Extracted records
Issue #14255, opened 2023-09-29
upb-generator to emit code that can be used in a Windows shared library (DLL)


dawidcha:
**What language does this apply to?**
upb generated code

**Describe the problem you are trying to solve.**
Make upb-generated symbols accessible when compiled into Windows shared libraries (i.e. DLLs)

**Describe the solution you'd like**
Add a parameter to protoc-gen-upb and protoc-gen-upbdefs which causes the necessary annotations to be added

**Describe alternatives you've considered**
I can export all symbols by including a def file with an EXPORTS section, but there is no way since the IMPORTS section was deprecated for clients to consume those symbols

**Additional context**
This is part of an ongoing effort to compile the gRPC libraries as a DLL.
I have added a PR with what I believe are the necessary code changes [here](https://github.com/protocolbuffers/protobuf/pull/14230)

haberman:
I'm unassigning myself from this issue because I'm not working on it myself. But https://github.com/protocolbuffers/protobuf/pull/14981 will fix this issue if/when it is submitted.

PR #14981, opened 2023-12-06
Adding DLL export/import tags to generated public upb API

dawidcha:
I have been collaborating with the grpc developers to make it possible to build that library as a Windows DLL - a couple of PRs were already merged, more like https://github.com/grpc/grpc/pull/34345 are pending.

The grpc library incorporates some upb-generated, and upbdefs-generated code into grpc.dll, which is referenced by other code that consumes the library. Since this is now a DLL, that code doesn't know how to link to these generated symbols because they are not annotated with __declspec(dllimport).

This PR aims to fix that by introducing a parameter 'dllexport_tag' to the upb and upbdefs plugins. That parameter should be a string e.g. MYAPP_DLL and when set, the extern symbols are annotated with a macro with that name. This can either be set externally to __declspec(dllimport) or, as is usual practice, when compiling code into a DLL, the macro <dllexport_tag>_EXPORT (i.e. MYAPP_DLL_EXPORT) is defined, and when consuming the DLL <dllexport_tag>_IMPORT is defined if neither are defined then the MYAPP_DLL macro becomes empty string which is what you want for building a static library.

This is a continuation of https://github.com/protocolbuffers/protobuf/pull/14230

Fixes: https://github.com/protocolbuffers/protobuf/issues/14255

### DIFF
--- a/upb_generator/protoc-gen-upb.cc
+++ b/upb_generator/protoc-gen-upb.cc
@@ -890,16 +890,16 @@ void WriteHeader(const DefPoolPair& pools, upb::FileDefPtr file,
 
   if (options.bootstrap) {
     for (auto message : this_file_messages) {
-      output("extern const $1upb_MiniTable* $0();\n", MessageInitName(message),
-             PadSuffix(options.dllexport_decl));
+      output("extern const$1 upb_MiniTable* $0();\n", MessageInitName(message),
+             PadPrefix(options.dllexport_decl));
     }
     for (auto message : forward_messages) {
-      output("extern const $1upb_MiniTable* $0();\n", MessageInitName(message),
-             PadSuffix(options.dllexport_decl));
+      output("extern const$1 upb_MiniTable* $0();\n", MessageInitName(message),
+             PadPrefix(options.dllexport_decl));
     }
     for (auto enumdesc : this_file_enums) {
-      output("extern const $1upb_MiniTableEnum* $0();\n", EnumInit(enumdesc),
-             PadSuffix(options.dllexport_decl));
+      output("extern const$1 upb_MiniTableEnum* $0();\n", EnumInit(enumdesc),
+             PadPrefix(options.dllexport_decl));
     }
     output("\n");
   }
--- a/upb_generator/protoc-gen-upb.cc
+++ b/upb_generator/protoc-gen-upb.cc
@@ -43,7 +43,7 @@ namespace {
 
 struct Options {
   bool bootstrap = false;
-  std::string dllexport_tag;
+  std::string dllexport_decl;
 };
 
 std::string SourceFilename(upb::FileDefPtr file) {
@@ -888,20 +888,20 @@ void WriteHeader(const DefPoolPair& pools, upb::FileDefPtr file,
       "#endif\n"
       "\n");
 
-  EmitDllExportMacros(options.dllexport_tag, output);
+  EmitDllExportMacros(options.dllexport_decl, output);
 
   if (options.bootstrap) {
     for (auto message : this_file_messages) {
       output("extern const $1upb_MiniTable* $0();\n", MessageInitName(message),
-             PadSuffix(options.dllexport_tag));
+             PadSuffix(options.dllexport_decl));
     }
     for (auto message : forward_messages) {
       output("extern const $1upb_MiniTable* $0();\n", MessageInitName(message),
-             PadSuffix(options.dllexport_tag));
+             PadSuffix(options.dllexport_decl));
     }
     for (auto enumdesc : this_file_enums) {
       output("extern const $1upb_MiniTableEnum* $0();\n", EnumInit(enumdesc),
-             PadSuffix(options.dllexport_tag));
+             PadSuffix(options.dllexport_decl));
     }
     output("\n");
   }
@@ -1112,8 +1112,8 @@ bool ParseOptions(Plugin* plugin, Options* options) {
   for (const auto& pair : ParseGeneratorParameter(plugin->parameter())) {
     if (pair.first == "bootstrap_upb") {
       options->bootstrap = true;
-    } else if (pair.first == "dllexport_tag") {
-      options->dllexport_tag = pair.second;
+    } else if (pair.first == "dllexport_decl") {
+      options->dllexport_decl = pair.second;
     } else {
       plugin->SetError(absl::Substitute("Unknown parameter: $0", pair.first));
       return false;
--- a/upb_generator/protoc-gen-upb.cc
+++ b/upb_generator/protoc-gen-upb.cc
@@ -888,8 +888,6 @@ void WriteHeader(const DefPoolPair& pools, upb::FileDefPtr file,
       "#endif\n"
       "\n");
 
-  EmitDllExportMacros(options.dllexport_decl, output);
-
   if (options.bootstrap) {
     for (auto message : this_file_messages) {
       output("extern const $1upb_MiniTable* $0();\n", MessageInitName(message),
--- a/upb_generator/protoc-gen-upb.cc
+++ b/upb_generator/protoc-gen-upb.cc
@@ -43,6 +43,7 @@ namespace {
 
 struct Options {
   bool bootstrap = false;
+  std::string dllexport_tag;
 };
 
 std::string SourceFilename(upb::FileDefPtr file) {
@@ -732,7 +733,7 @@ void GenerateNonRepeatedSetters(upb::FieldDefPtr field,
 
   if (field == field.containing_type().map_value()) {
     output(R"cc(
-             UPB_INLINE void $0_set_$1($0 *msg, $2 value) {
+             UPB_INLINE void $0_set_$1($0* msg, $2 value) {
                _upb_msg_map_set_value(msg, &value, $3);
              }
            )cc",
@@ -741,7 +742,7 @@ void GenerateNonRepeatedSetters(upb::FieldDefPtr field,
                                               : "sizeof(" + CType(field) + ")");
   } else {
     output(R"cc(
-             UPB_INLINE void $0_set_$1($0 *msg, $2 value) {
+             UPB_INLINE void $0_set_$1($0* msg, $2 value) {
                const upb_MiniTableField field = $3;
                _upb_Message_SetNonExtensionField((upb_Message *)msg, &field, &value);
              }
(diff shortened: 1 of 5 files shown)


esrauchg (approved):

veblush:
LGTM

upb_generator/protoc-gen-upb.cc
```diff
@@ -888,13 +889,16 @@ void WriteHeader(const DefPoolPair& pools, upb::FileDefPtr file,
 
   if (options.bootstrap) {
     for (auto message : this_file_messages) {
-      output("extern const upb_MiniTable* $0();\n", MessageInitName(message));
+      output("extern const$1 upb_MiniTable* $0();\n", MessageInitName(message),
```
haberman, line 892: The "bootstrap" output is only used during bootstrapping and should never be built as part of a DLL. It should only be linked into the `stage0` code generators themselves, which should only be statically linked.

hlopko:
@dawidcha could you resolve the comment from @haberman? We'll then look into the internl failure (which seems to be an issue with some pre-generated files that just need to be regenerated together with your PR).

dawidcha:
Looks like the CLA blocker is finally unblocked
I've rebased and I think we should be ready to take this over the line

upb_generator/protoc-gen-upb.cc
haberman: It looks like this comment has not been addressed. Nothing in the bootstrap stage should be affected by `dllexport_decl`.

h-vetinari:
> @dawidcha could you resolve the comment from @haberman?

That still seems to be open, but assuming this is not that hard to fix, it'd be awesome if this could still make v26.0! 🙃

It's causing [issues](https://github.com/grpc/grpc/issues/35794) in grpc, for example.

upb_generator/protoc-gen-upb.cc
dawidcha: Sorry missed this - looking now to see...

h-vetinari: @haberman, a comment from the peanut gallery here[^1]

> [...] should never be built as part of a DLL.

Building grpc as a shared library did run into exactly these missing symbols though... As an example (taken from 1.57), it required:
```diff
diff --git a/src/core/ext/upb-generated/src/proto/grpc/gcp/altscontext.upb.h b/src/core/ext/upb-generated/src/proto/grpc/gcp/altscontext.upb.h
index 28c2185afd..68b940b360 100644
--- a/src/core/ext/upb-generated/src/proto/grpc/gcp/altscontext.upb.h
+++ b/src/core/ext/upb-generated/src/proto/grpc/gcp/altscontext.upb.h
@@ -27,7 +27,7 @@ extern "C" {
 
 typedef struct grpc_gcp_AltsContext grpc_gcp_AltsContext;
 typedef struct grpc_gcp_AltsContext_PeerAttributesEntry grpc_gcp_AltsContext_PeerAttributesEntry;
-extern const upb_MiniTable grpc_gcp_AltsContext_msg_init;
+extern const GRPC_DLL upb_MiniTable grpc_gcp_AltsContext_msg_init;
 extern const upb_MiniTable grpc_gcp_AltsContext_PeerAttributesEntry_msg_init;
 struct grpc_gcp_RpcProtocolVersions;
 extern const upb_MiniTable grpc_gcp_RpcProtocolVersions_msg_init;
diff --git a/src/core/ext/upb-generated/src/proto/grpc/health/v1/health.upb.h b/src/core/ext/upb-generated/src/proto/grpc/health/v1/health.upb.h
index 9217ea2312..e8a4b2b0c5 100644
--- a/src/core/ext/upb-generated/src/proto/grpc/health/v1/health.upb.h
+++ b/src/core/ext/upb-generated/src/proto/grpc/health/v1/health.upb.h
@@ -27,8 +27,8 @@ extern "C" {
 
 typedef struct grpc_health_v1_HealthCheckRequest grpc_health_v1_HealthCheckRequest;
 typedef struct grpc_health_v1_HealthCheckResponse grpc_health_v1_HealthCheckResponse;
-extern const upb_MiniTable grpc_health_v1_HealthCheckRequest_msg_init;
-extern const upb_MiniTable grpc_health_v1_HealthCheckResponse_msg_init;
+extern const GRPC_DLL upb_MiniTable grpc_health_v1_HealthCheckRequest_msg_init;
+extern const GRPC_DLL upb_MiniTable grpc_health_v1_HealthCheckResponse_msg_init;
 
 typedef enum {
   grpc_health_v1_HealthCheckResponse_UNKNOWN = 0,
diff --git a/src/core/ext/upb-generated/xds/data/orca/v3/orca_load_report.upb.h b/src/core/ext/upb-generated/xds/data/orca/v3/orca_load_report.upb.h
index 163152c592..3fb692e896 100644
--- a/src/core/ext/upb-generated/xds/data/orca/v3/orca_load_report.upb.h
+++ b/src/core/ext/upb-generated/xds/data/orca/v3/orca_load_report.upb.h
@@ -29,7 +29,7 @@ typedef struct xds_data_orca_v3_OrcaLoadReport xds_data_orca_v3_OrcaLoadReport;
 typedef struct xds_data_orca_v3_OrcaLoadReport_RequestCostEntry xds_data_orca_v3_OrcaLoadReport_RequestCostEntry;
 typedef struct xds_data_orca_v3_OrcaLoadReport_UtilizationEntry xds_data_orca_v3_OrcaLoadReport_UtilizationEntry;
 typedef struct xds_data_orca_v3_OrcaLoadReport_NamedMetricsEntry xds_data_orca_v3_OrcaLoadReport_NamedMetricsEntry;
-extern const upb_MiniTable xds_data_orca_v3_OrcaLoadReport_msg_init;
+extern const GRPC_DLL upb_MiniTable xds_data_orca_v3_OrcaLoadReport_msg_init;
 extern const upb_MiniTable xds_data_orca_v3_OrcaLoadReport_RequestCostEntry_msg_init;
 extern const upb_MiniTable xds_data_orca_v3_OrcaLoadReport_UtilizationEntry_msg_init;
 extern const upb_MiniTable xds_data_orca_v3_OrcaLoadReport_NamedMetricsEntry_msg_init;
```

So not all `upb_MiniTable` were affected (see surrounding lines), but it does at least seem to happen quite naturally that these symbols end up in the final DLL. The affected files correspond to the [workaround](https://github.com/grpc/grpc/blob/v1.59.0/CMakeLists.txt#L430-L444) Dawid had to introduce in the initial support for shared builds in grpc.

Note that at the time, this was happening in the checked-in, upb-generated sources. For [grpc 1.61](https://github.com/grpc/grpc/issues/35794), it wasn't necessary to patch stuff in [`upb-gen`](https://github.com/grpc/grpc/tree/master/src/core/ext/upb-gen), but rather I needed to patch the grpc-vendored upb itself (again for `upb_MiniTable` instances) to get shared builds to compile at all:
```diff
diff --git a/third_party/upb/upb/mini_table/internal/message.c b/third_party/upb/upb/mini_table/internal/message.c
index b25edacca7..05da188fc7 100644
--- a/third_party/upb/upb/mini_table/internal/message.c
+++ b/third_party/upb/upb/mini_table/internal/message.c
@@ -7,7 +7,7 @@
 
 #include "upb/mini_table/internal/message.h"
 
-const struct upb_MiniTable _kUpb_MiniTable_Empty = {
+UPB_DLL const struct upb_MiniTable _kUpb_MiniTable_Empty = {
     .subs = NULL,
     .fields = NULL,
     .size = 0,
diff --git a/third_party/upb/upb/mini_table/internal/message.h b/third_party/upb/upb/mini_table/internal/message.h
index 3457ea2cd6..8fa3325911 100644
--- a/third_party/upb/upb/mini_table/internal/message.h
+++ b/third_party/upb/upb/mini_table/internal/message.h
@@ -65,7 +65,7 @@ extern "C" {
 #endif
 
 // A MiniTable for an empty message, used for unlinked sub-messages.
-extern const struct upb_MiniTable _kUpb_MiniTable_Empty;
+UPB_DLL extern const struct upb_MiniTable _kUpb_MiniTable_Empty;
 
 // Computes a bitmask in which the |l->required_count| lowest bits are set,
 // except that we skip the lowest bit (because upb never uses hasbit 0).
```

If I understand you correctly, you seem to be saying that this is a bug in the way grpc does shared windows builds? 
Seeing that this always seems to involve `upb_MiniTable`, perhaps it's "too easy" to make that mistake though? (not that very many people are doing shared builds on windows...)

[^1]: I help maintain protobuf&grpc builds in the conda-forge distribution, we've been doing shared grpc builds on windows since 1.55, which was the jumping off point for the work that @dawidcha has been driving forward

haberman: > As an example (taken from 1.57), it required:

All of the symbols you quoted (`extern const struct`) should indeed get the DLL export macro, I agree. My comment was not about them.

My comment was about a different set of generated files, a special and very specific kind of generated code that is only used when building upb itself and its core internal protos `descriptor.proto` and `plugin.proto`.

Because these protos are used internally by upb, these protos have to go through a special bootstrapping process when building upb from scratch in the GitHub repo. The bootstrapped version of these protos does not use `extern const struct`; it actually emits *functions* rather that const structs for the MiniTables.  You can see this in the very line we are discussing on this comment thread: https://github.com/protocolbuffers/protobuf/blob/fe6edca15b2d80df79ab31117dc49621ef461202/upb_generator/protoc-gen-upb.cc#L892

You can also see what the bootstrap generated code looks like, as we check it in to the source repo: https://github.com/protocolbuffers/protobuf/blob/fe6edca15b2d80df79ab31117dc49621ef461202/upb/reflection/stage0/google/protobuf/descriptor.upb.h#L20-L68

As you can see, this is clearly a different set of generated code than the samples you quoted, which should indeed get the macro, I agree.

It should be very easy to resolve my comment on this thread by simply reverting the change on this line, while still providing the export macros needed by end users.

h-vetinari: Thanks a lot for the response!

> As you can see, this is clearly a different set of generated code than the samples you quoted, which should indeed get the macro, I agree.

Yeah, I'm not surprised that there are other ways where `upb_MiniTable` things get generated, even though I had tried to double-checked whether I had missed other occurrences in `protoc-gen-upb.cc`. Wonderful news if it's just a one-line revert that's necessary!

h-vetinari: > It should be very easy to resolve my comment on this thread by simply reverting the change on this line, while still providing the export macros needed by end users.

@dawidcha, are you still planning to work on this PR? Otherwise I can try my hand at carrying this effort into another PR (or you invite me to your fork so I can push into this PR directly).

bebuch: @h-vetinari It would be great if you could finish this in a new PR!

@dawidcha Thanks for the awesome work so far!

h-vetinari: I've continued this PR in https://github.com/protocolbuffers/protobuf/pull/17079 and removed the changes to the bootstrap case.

| Directions |
Count the lines of the records that include the word "GenerateNonRepeatedSetters", please, and report the number alone.

| Exercise result |
2